Rapot dan Nilai Kehidupan
Hari ini sudah ada
yang membagikan kertas-kertas dengan kumpulan angka-angka. Dulu, saya pernah
merasakan tekanan, atau ketidaknyamanan karena angka-angka ini dari orang-orang
di sekitar saya, meskipun tidak perlu disebutkan siapa saja.
Saya mungkin termasuk
orang yang terbilang aneh. Biasanya, anak sekolah yang nilainya tinggi akan
terus berada di peringkat atas, misalnya selalu di tiga atau lima besar.

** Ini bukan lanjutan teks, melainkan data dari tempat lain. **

Issue #97, opened 2026-08-03
Background suppression tests: the load-bearing PanelWindow-visible pin matches nothing and asserts nothing


XephyLon:
## What breaks

`tests/test_background_fullscreen_suppression.py` (added in 4e46d78dd) exists to stop one specific regression from coming back: binding the background `PanelWindow`'s own `visible` to a fullscreen condition, which under `WlrLayershell` destroys the layer surface rather than hiding it, and produced a 30 Hz full-screen strobe. The file's own docstring calls that "the pin that matters most".

That pin does not currently assert anything, and would not catch the most likely form of the regression.

### The load-bearing pin is vacuous today

`dots/.config/quickshell/imi/tests/test_background_fullscreen_suppression.py:34-48`

```python
window_level = re.findall(r"^        visible:.*$", self.background, re.M)
for line in window_level:
    self.assertNotRegex(line, r"[Ff]ullscreen", ...)
```

`Background.qml` has **zero** lines matching `^        visible:` — verified by running that exact regex against the current file. The list is empty, the loop body never executes, and the test passes without evaluating a single assertion. It is a no-op that reports green.

### It would also miss the natural way to reintroduce the bug

Even once a `visible:` does appear at that indent, the assertion only rejects the literal substring `fullscreen`/`Fullscreen` on the same physical line. Given how the file is written now, the obvious way someone re-breaks this is:

```qml
visible: !bgRoot.suppressContents      // passes: no "fullscreen" substring
```

`suppressContents` is the property the whole suppression mechanism is named after, and it is the exact expression already used on the content `Item` at `Background.qml:503` — so moving it up one level is a one-line edit that reads as a simplification and sails through. A multi-line binding, or any reindent of the file, also defeats it.

### Three more assertions check that identifiers exist, not that behaviour holds

- `:96-101` `test_a_switch_requested_while_suppressed_is_deferred` asserts only `assertIn("wePendingProject", self.background)`. Passes if the property is declared and never read. (It is in fact half-broken right now — see the companion issue on stale replay — and this test is green.)
- `:103-105` `test_transition_cannot_hang_forever` asserts only `assertIn("weTransitionWatchdog", ...)`. Passes if the `Timer` exists with `running: false` and no `onTriggered`.
[...]

PR #109, opened 2026-08-04
fix(sidebarRight): hide the empty-notification shape when the list is cramped (#87)

### LINKED ISSUE #87: Right sidebar: no notification icon not in container
### Step 1. Before you submit

- [x] I have read the [Troubleshooting](https://ii.clsty.link/en/ii-qs/04troubleshooting/) and [Usage](https://ii.clsty.link/en/ii-qs/02usage/) pages.
- [x] I've successfully updated to the latest version following the [guidance](https://ii.clsty.link/en/ii-qs/01setup/#updating).
- [x] I've successfully updated the system packages to the latest.
- [ ] I've ticked the checkboxes without reading their contents

### Step 2. Quick diagnose info

...

### Step 3. Describe the issue

The big icon is the most obvious issue, but the other small containers also reach outside the big notifications container on the top.

Image

### Reminder

- [x] I agree that it's usually impossible for others to help me without my logs.

XephyLon:
## Describe your changes

Implements your call on #87 — *"I'll just hide the notification icon when covered by too many things."*

`PagePlaceholder` centres its column with `anchors.centerIn` on a page that does not clip, so a page shorter than the column draws it **outside** the container rather than cropping it. The right sidebar's notification list shares its column with `BottomWidgetGroup`'s fixed 352px, so on a short screen it is squeezed until the 56px shape reaches above the rounded container's top edge.

The shape is the tallest part of a placeholder and the part carrying the least information, so it is what gives way — `"Nothing"` on its own still reads as an empty state. **Opt-in** via `dropIconWhenCramped`, set only by the notification list; the other five placeholders are byte-for-byte unaffected.

The fit rule lives in `modules/common/functions/placeholderFit.js` (same shape as `screenSelection.js`) because the widget cannot be instantiated by the QML suite — `StyledText` assigns `font.variableAxes`, which is Qt 6.7, and the suite runs against the distribution Qt 6.4. `tst_placeholder_fit.qml` drives it directly; three pins in `test_shared_widget_contracts.py` keep that from going vacuous.

Ready. One thing I deliberately left alone is the reporter's *second* complaint — details in the review comment below.

Closes #87

### DIFF
--- a/dots/.config/quickshell/imi/modules/common/functions/placeholderFit.js
+++ b/dots/.config/quickshell/imi/modules/common/functions/placeholderFit.js
@@ -1,0 +1,31 @@
+.pragma library
+
+// A PagePlaceholder centres its column in whatever space the page gives it,
+// and a page shorter than that column does not clip it - the column simply
+// draws outside the container it belongs to. The right sidebar's notification
+// list is the case that forced this (#87): it shares the sidebar column with a
+// fixed-height bottom widget group, so on a short screen it is squeezed until
+// the placeholder's shape sits above the list's own top edge, outside the
+// rounded rectangle that is supposed to hold it.
+//
+// The shape is both the tallest part of a placeholder and the part carrying
+// the least information, so it is what gives way first - the text alone still
+// says what the empty state is.
+
+// Whether the shape still fits above the labels within `availableHeight`.
+//
+// `iconHeight` is the shape's own implicit height and `textHeights` are the
+// visible labels' - never the column's own implicit height, which excludes an
+// invisible child. Deciding from that would drop the shape, free its height,
+// find there is room again, put it back, and oscillate forever.
+//
+// A page with no height yet has not been laid out; it is not "too short". A
+// placeholder built before its first layout pass would otherwise start without
+// its shape and pop it in, which reads as a glitch rather than as a fit.
+function iconFits(availableHeight, iconHeight, textHeights, spacing) {
+    if (!(availableHeight > 0))
+        return true;
+    const text = (textHeights || []).reduce(
+        (total, height) => total + height + spacing, 0);
+    return availableHeight >= iconHeight + text;
+}
--- a/dots/.config/quickshell/imi/modules/common/widgets/PagePlaceholder.qml
+++ b/dots/.config/quickshell/imi/modules/common/widgets/PagePlaceholder.qml
@@ -2,6 +2,7 @@ import QtQuick
 import QtQuick.Layouts
 import qs.modules.common
 import qs.modules.common.widgets
+import "../functions/placeholderFit.js" as PlaceholderFit
 
 Item {
     id: root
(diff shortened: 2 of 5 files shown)


XephyLon:
## What changed

`PagePlaceholder` gains an opt-in `dropIconWhenCramped`; `NotificationList` is the only thing that sets it. Three decisions in here are less obvious than the diff makes them look:

**The measurement never reads the column's `implicitHeight`.** A layout's implicit height excludes an invisible child, so deciding from it would drop the shape, free its height, find there is room again, put it back — a relayout oscillation, which per AGENT.md means a pegged core rather than a wrong pixel. It sums `shapeWidget.implicitHeight` and the visible labels' own implicit heights instead, none of which move when the shape is hidden.

**The column takes an explicit width while measuring.** Same failure by the other axis: a description wraps to the column's width, so leaving that width to the children would let dropping the shape narrow the column, reflow the description, change the height being measured, and feed back into the decision. Only applies when opted in, so nothing else re-wraps.

**The placeholder is given the list's area, not the whole column.** It was filling the entire `NotificationList` item, status row included. Measuring those ~40px as free would keep a shape that overlaps the buttons. This does shift the empty state up by about half the status row's height — a deliberate change, and the one visual difference here that is not purely "shape present or absent".

Why opt-in rather than automatic for all six placeholders: the other five sit on pages with room to spare where the shape *is* the empty state, and I cannot look at any of them from here to confirm a threshold behaves. Say the word and I will flip the default.

## How I verified it

The widget itself cannot be instantiated by the QML suite. I confirmed that rather than assuming it — `StyledText` assigns `font.variableAxes`, and against this Qt:

```
FAIL!  : tst_probe::compile() Cannot assign to non-existent property "variableAxes"
```

It is Qt 6.7+, and both this container and CI's `apt` Qt are 6.4.2. Mocking around it does not work either: `font` is special-cased by the QML engine, so a custom grouped `font` property on a stub is shadowed by the built-in value type. So the decision moved into `placeholderFit.js` and is exercised for real, in the same shape as `screenSelection.js` / `monitorDetection.js`.

**Six mutations, all confirmed failing before landing:**

| # | mutation | caught by |
|---|---|---|
| 1 | `>` instead of `>=` | `test_theBoundaryIsExactFit` (+2 others) — `an exact fit still fits` |
| 2 | per-label spacing dropped from the sum | `test_theBoundaryIsExactFit` — `one pixel short does not` |
| 3 | not-yet-laid-out guard removed | `test_anUnlaidOutPageIsNotTreatedAsTooShort` |
| 4 | shape no longer gated on `iconShown` | `test_the_placeholder_shape_is_gated_on_the_tested_fit_rule` |
| 5 | measure `column.implicitHeight` instead | `test_the_placeholder_measures_the_children_not_the_column` |
| 6 | `dropIconWhenCramped` / list area removed | `test_the_notification_placeholder_opts_in_and_gets_the_lists_area` |

Mutations 1–3 are the arithmetic; 4–6 are the wiring, and exist because a unit test on a library function goes silently vacuous the moment the widget stops calling it — the failure mode #97 was about.

**Suites:** `260 passed, 0 failed` → `268 / 0` (8 new QML cases; `test_shared_widget_contracts.py` went 1 → 4). Green before the commit.

- **I could not see the screenshots.** Both attachments 403 through this session's proxy (`sessions are bound to their configured repositories`). Everything here is derived from the code — `CenterWidgetGroup` is a `Rectangle` with no `clip`, `PagePlaceholder` centres on a non-clipping page, `BottomWidgetGroup.expandedHeight` is a fixed 352 that the list pays for. That is a complete account of *"the big icon … reaches outside the big notifications container on the top"*, but **I never saw the symptom**, and I have not seen the fix either.
- **Did not address "the other small containers also reach outside".** You called that cramming rather than a bug and scoped the fix to the icon, so I did not go looking for it. If it is still visible after this, it is a separate change — most likely `clip: true` on `CenterWidgetGroup`, which I left alone deliberately: clipping hides overflow rather than resolving it, and it would silently crop anything else that legitimately extends past that rectangle.
- **Did not give `CenterWidgetGroup` a `Layout.minimumHeight`.** That is the structural fix — the list can currently be squeezed toward zero — but it takes height from the widget group or the media player, which is a layout-priority decision that is yours, not a bugfix.
- **Did not touch `BottomWidgetGroup.expandedHeight`.** AGENT.md is explicit that the constant is load-bearing and that content-sizing it quietly costs the notification list ~36px.
- **No live verification.** No Hyprland, no Wayland display, no `qs` here, so neither the log loop nor `DesignSystemCompile` ran, and `PagePlaceholder` is one of the widgets the QML suite provably cannot compile — this is exactly the class AGENT.md warns stays green while failing to build. **Worth opening the right sidebar with no notifications before merge**, on a short screen and a tall one.
- **`superpowers` was not available** in this session and there is no marketplace to install it from in this container. Flagging per CONTRIBUTING rather than proceeding silently.

---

Sebaliknya, ada juga yang nilainya selalu berada di bawah. Namun, saya pernah
merasakan keduanya.
Selama sekolah saya
pernah masuk tiga besar, bahkan pernah meraih peringkat satu. Di lain waktu,
saya juga pernah terpuruk hingga berada di peringkat dua puluhan. Setiap
menjelang pembagian nilai, sering kali ada janji: akan diberi ini atau itu,
hadiah jika nilainya bagus atau masuk tiga besar. Namun, sepertinya janji-janji
itu sering kali hanya menjadi harapan palsu. Tidak ada apresiasi.
Tapi ketika nilainya
jelek, saya bisa dimarahi habis-habisan, bahkan kadang harus merasakan makian.
Meski begitu, saya tidak merasa dendam sedikit pun. Jika saya menyimpan dendam,
tentu saya akan melakukan hal yang sama kepada anak atau murid-murid saya.

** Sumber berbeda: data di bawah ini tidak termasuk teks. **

PR #110, opened 2026-08-04
Reboot after arming BootNext, and disarm it if the reboot fails

### LINKED ISSUE #104: "Reboot Into" arms BootNext and then never reboots, leaving the machine silently set to boot another OS
## What breaks

Picking an entry under **Reboot Into** in the session screen sets the firmware's `BootNext` and then does not reboot. The user sees a polkit password prompt, authenticates, and nothing else happens — so it reads as "the button does nothing".

It is worse than doing nothing: `BootNext` is a one-shot firmware flag that persists until consumed, so the machine is left silently configured to boot a **different OS** on its next restart, whenever that happens.

## Evidence from a live machine

After one failed attempt at "Reboot Into → Windows Boot Manager", with no reboot having occurred:

```
$ efibootmgr
BootNext: 0000        <- set by the attempt, still armed
BootCurrent: 0001     <- still running arch
BootOrder: 0001,0000,0003,0004,0002,0005,0006,0007
Boot0000* Windows Boot Manager
Boot0001* arch
```

So the privileged half **succeeded**: `pkexec efibootmgr -n 0000` ran, authenticated and wrote the flag. Only the reboot is missing.

Every binary in the chain is present: `efibootmgr`, `pkexec`, `reboot`, `loginctl`, `systemctl` all resolve.

## The chain

`modules/imi/sessionScreen/SessionScreen.qml:310` → `EfiBoot.rebootInto(num, label)`
→ `services/EfiBoot.qml:60-64` sets `pendingNum` and starts `setNextProc`
→ `services/EfiBoot.qml:80` `command: ["pkexec", "efibootmgr", "-n", root.pendingNum]`
→ on `exitCode === 0`, `services/EfiBoot.qml:83` calls `Session.reboot()`
→ `modules/common/functions/Session.qml:45-48`:

```qml
function reboot() {
    closeAllWindows();
    Quickshell.execDetached(["bash", "-c", `reboot || loginctl reboot`]);
}
```

## Leading suspicion, not yet proven

`closeAllWindows()` runs **before** the detached reboot and tears down the shell's own windows — the session screen among them. If that teardown takes the process (or the detached child) with it, `execDetached` never lands, which matches the symptom exactly.

Worth checking as part of the same investigation:

- whether plain `reboot` succeeds for an unprivileged user in this session (logind/polkit `org.freedesktop.login1.reboot`), since the `|| loginctl reboot` fallback only helps if the first form fails *fast* rather than hanging;
- whether the ordinary **Reboot** button in the same session screen works — it calls the same `Session.reboot()`. If it also fails, this is not EFI-specific at all and the title is too narrow.

## Fix direction

Reboot first, or at minimum do not tear down the UI until the reboot call has been issued and seen to succeed. And if the reboot cannot be issued, **unset `BootNext`** (`efibootmgr -N`) rather than leaving the machine armed for an OS switch the user did not get — a failure here should not persist past the failed action.

## Severity

**High.** Silent, user-visible, and it leaves persistent state the user has no reason to suspect: the next reboot — days later, for unrelated reasons — boots the wrong OS.

XephyLon:
## Describe your changes

Closes #104.

The cause is an **unresolved identifier, not a race.** `EfiBoot.qml` called `Session.reboot()` while importing only `qs.modules.common` and `qs`. `Session` is declared in `qs.modules.common.functions`, QML imports are not transitive, so the bareword never resolved — the call threw `ReferenceError` inside `onExited` and the handler stopped there. `pkexec` had already succeeded, so `BootNext` stayed armed, and no notification fired because the existing `else if` only reports a *non-zero* exit while the exit code was `0`.

The issue's leading suspicion — `closeAllWindows()` tearing down the shell before `execDetached` lands — **does not hold**; evidence in the comment below.

Four commits:

1. **`fix(efiboot)`** — the reboot becomes a `Process` with an observable exit code, deliberately not `Session.reboot()`. Once `BootNext` is armed, "the reboot silently did not happen" is exactly the state that must not go unnoticed, and `execDetached` reports nothing back, so there is no way to know a rollback is needed. On a non-zero exit the `BootNext` is cleared with `pkexec efibootmgr -N`; if that also fails, the notification names the entry that will boot and the exact command to fix it.
2. **`fix(session)`** — separate defect found on the way. `reboot()` / `poweroff()` / `rebootToFirmware()` killed every one of the user's windows *before* issuing the transition, so a transition that failed left an empty desktop, still logged in, with nothing explaining why. Order reversed.
3. **`test(lint)`** — the import lint that should have caught this knew only about `Appearance` and walked only `modules/`. It missed `EfiBoot.qml` on both axes. Now table-driven and scans `services/`.
4. **`test(efiboot)`** — extends `test_efiboot_contract.py` (7 new cases, 14 total).

### Verification

Root cause confirmed under `qmltestrunner`, not by reading. Every new assertion proven by mutation — ten breakages, each seen to fail, each reverted. Full suite **260 passed, 0 failed** before each commit.

Ready to review. Not merged, nothing tagged, `WE_REF`/`SDDM_REF` untouched.

**One thing needs you on real hardware:** I could not test that the reboot now actually happens — that requires an actual reboot of your live desktop. Everything here is static analysis plus runtime QML checks. Details of exactly what remains unconfirmed are in the comment below.

### DIFF
--- a/dots/.config/quickshell/imi/modules/common/functions/Session.qml
+++ b/dots/.config/quickshell/imi/modules/common/functions/Session.qml
@@ -37,18 +37,29 @@ Singleton {
         Quickshell.execDetached(["bash", "-c", `systemctl hibernate || loginctl hibernate`]);
     }
 
+    // Order is deliberate: issue the transition FIRST, close windows after. It
+    // used to be the other way round, which meant a transition that did not
+    // happen - a polkit denial, an inhibitor, or a session logind does not
+    // consider "active" and therefore wants admin auth for - had already killed
+    // every one of the user's applications by the time it failed. The user was
+    // left on an empty desktop, still logged in, with nothing on screen
+    // explaining why.
+    //
+    // Reversing it costs nothing. systemd's shutdown sequence SIGTERMs every
+    // process anyway, so applications still get their chance to save;
+    // closeAllWindows() only ever brought that forward by a fraction of a second.
     function poweroff() {
-        closeAllWindows();
         Quickshell.execDetached(["bash", "-c", `systemctl poweroff || loginctl poweroff`]);
+        closeAllWindows();
     }
 
     function reboot() {
-        closeAllWindows();
         Quickshell.execDetached(["bash", "-c", `reboot || loginctl reboot`]);
+        closeAllWindows();
     }
 
     function rebootToFirmware() {
-        closeAllWindows();
         Quickshell.execDetached(["bash", "-c", `systemctl reboot --firmware-setup || loginctl reboot --firmware-setup`]);
+        closeAllWindows();
     }
 }
--- a/dots/.config/quickshell/imi/services/EfiBoot.qml
+++ b/dots/.config/quickshell/imi/services/EfiBoot.qml
@@ -75,17 +75,63 @@ Singleton {
         }
     }
 
+    function notify(title, body) {
+        Quickshell.execDetached(["notify-send", title, body, "-a", "Session"])
+    }
+
     Process {
         id: setNextProc
         command: ["pkexec", "efibootmgr", "-n", root.pendingNum]
         onExited: (exitCode, exitStatus) => {
             if (exitCode === 0) {
-                Session.reboot()
+                // BootNext is now armed in firmware. From here every exit path
+                // must either reboot or clear it again - see rebootProc.
+                rebootProc.running = true
             } else if (exitCode !== 126 && exitCode !== 127) {
                 // 126/127 = polkit dismissal/authorization failure: user's call,
                 // stay quiet. Anything else is a real failure worth surfacing.
-                Quickshell.execDetached(["notify-send", "Reboot cancelled",
-                    `efibootmgr failed to set BootNext (${exitCode})`, "-a", "Session"])
+                root.notify("Reboot cancelled",
+                    `efibootmgr failed to set BootNext (${exitCode})`)
+            }
+        }
+    }
+
+    // Deliberately a Process rather than Session.reboot(). Session.reboot() is
+    // execDetached, which reports nothing back - and once BootNext is armed,
+    // "the reboot silently did not happen" is precisely the state that must not
+    // go unnoticed, because it leaves the machine set to boot another OS at some
+    // unrelated future restart. An exit code is the whole point.
+    //
+    // Nothing tears down the UI first. The session screen has already hidden
+    // itself before rebootInto() is called, and a reboot that fails must leave
+    // the user's session exactly as it was.
+    Process {
+        id: rebootProc
+        command: ["bash", "-c", "reboot || loginctl reboot"]
+        onExited: (exitCode, exitStatus) => {
+            if (exitCode === 0) return // system is going down; nothing left to do
+            // The reboot definitively failed, so the armed BootNext is now a
+            // trap: the next restart, for whatever unrelated reason days later,
+            // would boot the other OS. Clear it. This needs privilege again and
+            // therefore a second polkit prompt - unavoidable, but it only
+            // happens on a path where something has already gone wrong.
+            disarmProc.running = true
+        }
+    }
+
+    Process {
+        id: disarmProc
+        command: ["pkexec", "efibootmgr", "-N"]
+        onExited: (exitCode, exitStatus) => {
+            if (exitCode === 0) {
+                root.notify("Reboot failed",
+                    `Could not reboot into ${root.pendingLabel}. BootNext was cleared, so this machine still boots as usual.`)
+            } else {
+                // Worst case: armed, could not reboot, could not disarm. The
+                // user has to know the exact command, because nothing on screen
+                // will hint that the next restart boots a different OS.
+                root.notify("Reboot failed - BootNext still set",
+                    `Could not reboot into ${root.pendingLabel}, and clearing BootNext failed (${exitCode}). The next restart will boot ${root.pendingLabel}. Run: sudo efibootmgr -N`)
             }
         }
     }
--- a/dots/.config/quickshell/imi/tests/lint_qml_imports.sh
+++ b/dots/.config/quickshell/imi/tests/lint_qml_imports.sh
@@ -1,44 +1,79 @@
 #!/usr/bin/env bash
 #
-# Regression guard: a .qml that uses the `Appearance` singleton as a bareword
-# (Appearance.colors, Appearance.spacing, ...) MUST import qs.modules.common,
-# where the singleton is declared. The import is NOT transitive through
-# qs.modules.common.widgets. Omitting it throws "ReferenceError: Appearance is
-# not defined" on every binding evaluation; when the missing token feeds a
-# positioner's spacing/margin, the resulting undefined -> NaN geometry thrashes
-# relayout and pegs a core at 100% CPU (see AGENT.md at the repo root). The appearance-token
-# migration introduced exactly this in several files, so this check keeps it
-# from coming back.
+# Regression guard: a .qml that uses a singleton as a bareword MUST import the
+# module that singleton is declared in. QML imports are NOT transitive -
+# `import qs.modules.common` does not bring in `qs.modules.common.functions` -
+# and a missing one is not a load-time error. The bareword simply stays
+# unresolved, and every use throws "ReferenceError: <X> is not defined" when it
+# is evaluated. Inside a signal handler that means the handler silently does
+# nothing at all.
 #
-# Exits non-zero and lists offenders if any file references bareword
-# `Appearance.` without an (unaliased) `import qs.modules.common`.
+# Two real bugs of exactly this shape:
+#
+#   Appearance - the appearance-token migration dropped `import qs.modules.common`
+#                from several files. The undefined token feeds a positioner's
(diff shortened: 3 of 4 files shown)


XephyLon:
## What actually caused it

An unresolved identifier. Not a teardown race.

`EfiBoot.qml` imported `QtQuick`, `Quickshell`, `Quickshell.Io`, `qs.modules.common`, `qs` — and called `Session.reboot()`. `Session` is declared in `qs.modules.common.functions`:

```
$ cat tests/imports/qs/modules/common/functions/qmldir
module qs.modules.common.functions
...
singleton Session 1.0 Session.qml
```

`qs.modules.common`'s own qmldir declares `Appearance`, `Config`, `Directories`, `Icons`, `Images`, `Persistent` — **not** `Session`. QML imports are not transitive, so the bareword never resolved and `Session.reboot()` threw `ReferenceError` inside `onExited`.

Everything about the symptom follows from that:

- `pkexec efibootmgr -n 0000` had **already** succeeded, so `BootNext` stayed armed — matching the `efibootmgr` output in the issue exactly.
- No notification, because the existing `else if (exitCode !== 126 && exitCode !== 127)` only fires on a **non-zero** exit and the exit code was **0**. The success path was the silent one.
- Every other file calling `Session.*` — `SessionScreen.qml`, `LockScreen.qml`, `LockSurface.qml`, `NotificationItem.qml`, `NotificationPopupItem.qml` — imports `qs.modules.common.functions`. `EfiBoot.qml` was the only one that did not.

## How I established it without rebooting

**Runtime, under `qmltestrunner`, against the repo's own mock import tree** — a throwaway `TestCase` with EfiBoot.qml's exact import set:

```
EfiBoot import set    -> typeof Session = undefined
FAIL!  : 'Session unresolved under EfiBoot.qml's imports' returned FALSE
```

and the control, with the one missing import added:

```
with .functions added -> typeof Session = object
PASS   : test_b_with_functions_import()      # Session.reboot is a function
```

That is the whole bug, demonstrated in both directions, with nothing rebooted.

**The stated suspicion is disproven.** `closeAllWindows()` maps over `HyprlandData.windowList`, which is filled from `hyprctl clients -j` — xdg toplevels. The session screen is a `PanelWindow` with `WlrLayershell.namespace: "quickshell:session"`, and layer surfaces come from a *separate* `hyprctl layers -j` call (`HyprlandData.qml:169`) that never feeds `windowList`. So `closeAllWindows()` cannot kill the shell or the session screen. `SessionScreen.qml:309` also already calls `sessionRoot.hide()` **before** `EfiBoot.rebootInto(...)`, so the UI is gone before `pkexec` even starts. There was no race to lose.

**Can an unprivileged user reboot?** Yes, in an active session. From systemd's own shipped policy file (package data, identical on Arch):

```
org.freedesktop.login1.reboot
   allow_any        = auth_admin_keep
   allow_inactive   = auth_admin_keep
   allow_active     = yes
```

So `reboot` succeeds without authentication for an active local session, returns fast, and `|| loginctl reboot` is not normally reached. It also means the reboot *would* have worked had it been called — further isolating the fault to the unresolved identifier. Caveat: I read the policy defaults, and I could not check your machine for local `.rules` overrides (this container has no running logind).

## Does the plain Reboot button share the bug?

**No — but it shares the shape, and I fixed that too.**

It does not hit the `ReferenceError`: `SessionScreen.qml` imports `qs.modules.common.functions`, so `Session.reboot()` resolves there. The issue title is not too narrow on that count.

But `Session.reboot()`, `poweroff()` and `rebootToFirmware()` all called `closeAllWindows()` **first** and issued the transition second. If the transition then failed — polkit denial, a shutdown inhibitor, or a session logind does not consider "active" and so wants admin auth for — every one of the user's applications had already been SIGTERMed. Empty desktop, still logged in, nothing on screen explaining it. Same family as #104: a failed action leaving destructive state behind.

Nyatanya, itu tidak pernah terjadi. Pengalaman masa sekolah itu sangat
membekas dan membentuk cara pandang saya terhadap penilaian.
Karena itu, ketika
saya menjadi guru, saya bersikap lebih santai terhadap angka. Tetap menjadi
bahan nasihat dan motivasi bagi murid yang nilainya rendah, serta diapresiasi
bagi yang nilainya tinggi. Beberapa murid yang dulu saya ajar ternyata ada yang
masih ingat kalau pernah saya beri hadiah karena nilai tes atau rapotnya
tinggi. Namun saya tidak pernah memposisikan nilai itu sebagai sesuatu yang
sakral atau menjadi hal yang di atas segalanya.
Hal yang sama saya
terapkan saat saya menjadi wali kelas. Di sekolah saya dahulu terdapat dua
jenis rapot: rapot pondok yang memuat nilai asli, dan rapot formal yang
disesuaikan dengan nilai minimal KKM. Ketika pembagian rapot, tidak sedikit
orang tua yang mengeluhkan nilai anaknya, yang menurut mereka tidak memuaskan.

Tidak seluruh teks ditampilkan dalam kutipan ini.